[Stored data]

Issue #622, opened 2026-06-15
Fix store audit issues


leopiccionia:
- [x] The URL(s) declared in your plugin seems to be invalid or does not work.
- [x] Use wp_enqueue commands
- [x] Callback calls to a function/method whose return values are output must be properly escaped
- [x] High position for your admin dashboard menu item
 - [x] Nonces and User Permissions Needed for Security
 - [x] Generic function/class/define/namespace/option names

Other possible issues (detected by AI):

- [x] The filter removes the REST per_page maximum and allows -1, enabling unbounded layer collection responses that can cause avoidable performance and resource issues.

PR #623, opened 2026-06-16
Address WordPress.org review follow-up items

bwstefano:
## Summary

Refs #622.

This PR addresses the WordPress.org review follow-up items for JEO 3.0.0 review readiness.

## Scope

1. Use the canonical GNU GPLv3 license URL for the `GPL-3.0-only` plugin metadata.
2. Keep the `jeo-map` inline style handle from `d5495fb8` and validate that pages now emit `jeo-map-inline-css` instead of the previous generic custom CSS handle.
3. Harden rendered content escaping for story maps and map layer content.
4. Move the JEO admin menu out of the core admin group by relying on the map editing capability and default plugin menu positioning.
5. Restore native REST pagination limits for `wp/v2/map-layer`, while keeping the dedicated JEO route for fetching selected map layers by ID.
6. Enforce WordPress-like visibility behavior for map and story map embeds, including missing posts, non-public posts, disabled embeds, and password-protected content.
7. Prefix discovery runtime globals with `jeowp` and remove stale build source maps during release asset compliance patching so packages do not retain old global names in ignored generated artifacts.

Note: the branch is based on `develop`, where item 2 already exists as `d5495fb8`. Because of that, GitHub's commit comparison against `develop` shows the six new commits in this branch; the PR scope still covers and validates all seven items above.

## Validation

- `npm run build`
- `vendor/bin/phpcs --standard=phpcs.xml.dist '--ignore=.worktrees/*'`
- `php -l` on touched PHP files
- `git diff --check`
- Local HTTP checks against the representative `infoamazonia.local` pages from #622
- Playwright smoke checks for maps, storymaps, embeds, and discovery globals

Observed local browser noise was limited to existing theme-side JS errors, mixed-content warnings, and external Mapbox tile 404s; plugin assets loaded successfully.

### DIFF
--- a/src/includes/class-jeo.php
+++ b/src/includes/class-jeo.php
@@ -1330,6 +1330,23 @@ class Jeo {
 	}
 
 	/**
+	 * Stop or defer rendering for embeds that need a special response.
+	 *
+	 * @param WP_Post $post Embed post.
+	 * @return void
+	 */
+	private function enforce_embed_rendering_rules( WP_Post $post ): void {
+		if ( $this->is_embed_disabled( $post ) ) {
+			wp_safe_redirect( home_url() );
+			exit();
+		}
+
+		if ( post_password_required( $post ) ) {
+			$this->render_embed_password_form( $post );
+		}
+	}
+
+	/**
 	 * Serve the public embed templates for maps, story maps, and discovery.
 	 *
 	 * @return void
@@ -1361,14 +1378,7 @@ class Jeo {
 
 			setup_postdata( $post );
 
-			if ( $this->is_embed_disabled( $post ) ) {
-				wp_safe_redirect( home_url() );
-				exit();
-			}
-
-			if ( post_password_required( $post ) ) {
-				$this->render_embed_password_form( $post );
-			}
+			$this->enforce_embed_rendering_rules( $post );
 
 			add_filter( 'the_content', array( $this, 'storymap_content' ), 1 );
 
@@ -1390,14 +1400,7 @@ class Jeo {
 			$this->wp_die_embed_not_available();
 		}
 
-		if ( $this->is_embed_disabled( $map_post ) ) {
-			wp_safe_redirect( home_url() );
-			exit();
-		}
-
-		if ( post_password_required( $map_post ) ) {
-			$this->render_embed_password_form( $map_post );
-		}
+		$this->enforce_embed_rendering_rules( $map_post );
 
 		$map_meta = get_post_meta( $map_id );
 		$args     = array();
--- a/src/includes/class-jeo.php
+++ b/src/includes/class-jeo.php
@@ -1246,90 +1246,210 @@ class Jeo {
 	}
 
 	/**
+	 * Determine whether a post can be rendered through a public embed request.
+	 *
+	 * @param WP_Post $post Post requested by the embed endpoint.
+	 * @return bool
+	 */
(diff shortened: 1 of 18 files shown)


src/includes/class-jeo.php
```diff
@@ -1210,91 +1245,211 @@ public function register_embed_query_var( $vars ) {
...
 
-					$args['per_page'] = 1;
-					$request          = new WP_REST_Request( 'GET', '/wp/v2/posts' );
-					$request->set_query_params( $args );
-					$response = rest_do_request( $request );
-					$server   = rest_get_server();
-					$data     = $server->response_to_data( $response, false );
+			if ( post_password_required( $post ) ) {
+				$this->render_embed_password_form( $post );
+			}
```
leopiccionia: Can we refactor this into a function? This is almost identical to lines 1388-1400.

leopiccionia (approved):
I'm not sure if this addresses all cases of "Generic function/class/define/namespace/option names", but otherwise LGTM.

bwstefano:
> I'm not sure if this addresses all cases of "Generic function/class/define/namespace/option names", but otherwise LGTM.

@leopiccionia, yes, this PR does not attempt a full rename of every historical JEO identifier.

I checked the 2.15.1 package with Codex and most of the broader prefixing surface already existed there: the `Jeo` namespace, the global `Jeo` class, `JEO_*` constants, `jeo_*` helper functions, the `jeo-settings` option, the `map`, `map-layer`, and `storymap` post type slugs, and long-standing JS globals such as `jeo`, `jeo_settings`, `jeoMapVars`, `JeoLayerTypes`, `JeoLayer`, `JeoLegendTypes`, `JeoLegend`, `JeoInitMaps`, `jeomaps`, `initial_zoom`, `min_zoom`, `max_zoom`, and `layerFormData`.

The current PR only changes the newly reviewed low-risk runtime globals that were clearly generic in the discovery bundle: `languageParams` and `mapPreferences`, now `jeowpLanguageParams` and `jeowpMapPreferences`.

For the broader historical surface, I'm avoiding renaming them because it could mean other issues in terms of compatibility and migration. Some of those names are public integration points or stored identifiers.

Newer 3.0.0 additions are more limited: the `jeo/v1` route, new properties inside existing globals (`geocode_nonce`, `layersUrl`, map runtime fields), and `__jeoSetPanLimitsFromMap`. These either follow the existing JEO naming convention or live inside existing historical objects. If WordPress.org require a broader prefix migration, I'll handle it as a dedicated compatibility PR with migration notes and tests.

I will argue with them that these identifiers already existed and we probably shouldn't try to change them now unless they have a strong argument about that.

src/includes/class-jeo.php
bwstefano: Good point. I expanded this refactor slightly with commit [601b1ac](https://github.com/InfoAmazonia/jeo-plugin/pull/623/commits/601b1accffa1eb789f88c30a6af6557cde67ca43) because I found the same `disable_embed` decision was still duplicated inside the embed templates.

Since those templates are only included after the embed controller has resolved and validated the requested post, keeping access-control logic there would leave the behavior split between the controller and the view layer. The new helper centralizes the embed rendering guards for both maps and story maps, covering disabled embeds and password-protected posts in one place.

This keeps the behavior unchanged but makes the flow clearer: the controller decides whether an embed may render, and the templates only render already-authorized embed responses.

- Exercise aim -
When the string "opened" appears in a line of the records above, that line is to be copied.

- Task answer -
Issue #622, opened 2026-06-15
PR #623, opened 2026-06-16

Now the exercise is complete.